== Assignment ==
Go through the data below and return each line where the string "that" occurs.

#### Input data

PR #202, opened 2025-07-23
Fix notebook integration tests

kmontemayor2-sc:
Updated examples/toy_visual_example/toy_example_walkthrough.ipynb so that it runs on the `notebook_tests`, see [this run](https://github.com/Snapchat/GiGL/actions/runs/16528919878).

Changes made:
1. If the resource config uri was already on GCS, don't try to reupload it. `file_loader.load` doesn't work with `(GCS, GCS)` uris for some reason, we should probably fix that at some point (I can do so as a follow up)
2. Expose some more vars as env vars so the `%% capture` cells can use them, without them for whatever reason those cells could not read those variables and would just pass in an empty string
3. Swap to using ProcessPoolExecutor for notebook tests so that the environment overrides are isolated. 

Again now passes the tests :)

### DIFF
--- a/examples/toy_visual_example/toy_example_walkthrough.ipynb
+++ b/examples/toy_visual_example/toy_example_walkthrough.ipynb
@@ -1790,22 +1790,22 @@
    "outputs": [],
    "source": [
     "# Copy over resource config to GCS so that training and inference can access it.\n",
-    "# If we are already using a GCS URI, we will just use it as is.\n",
+    "# If we are already using a non-local URI, we will just use it as is.\n",
     "from gigl.common import GcsUri, LocalUri\n",
     "from gigl.src.common.utils.file_loader import FileLoader\n",
     "\n",
     "if isinstance(RESOURCE_CONFIG_PATH, LocalUri):\n",
-    "    GCS_RESOURCE_CONFIG_PATH = GcsUri.join(resource_config.temp_assets_regional_bucket_path, JOB_NAME, \"resource_config.yaml\")\n",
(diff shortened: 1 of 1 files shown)


examples/toy_visual_example/toy_example_walkthrough.ipynb
```diff
@@ -1790,16 +1790,23 @@
...
-    ")\n",
-    "print(f\"GCS_RESOURCE_CONFIG_PATH: {GCS_RESOURCE_CONFIG_PATH}\")"
+    "if isinstance(RESOURCE_CONFIG_PATH, LocalUri):\n",
+    "    GCS_RESOURCE_CONFIG_PATH = GcsUri.join(resource_config.temp_assets_regional_bucket_path, JOB_NAME, \"resource_config.yaml\")\n",
+    "    loader = FileLoader()\n",
+    "    loader.load_file(\n",
+    "        file_uri_src=RESOURCE_CONFIG_PATH,\n",
+    "        file_uri_dst=GCS_RESOURCE_CONFIG_PATH\n",
+    "    )\n",
+    "else:\n",
```
svij-sc, line 1804: this might be an HTTP URI too.

Maybe restructure conditionals so :
```
if GCS_URI_PROVIDED:
   assignment
else:
   file_loader: upload_to_gcs
```

svij-sc: I guess im not sure if all our components works w/ HTTPURI as of now, thus asked to have the conditionals where the `else clause` uploads to GCP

########

== Completed exercise ==
Updated examples/toy_visual_example/toy_example_walkthrough.ipynb so that it runs on the `notebook_tests`, see [this run](https://github.com/Snapchat/GiGL/actions/runs/16528919878).
1. If the resource config uri was already on GCS, don't try to reupload it. `file_loader.load` doesn't work with `(GCS, GCS)` uris for some reason, we should probably fix that at some point (I can do so as a follow up)
3. Swap to using ProcessPoolExecutor for notebook tests so that the environment overrides are isolated. 
     "# Copy over resource config to GCS so that training and inference can access it.\n",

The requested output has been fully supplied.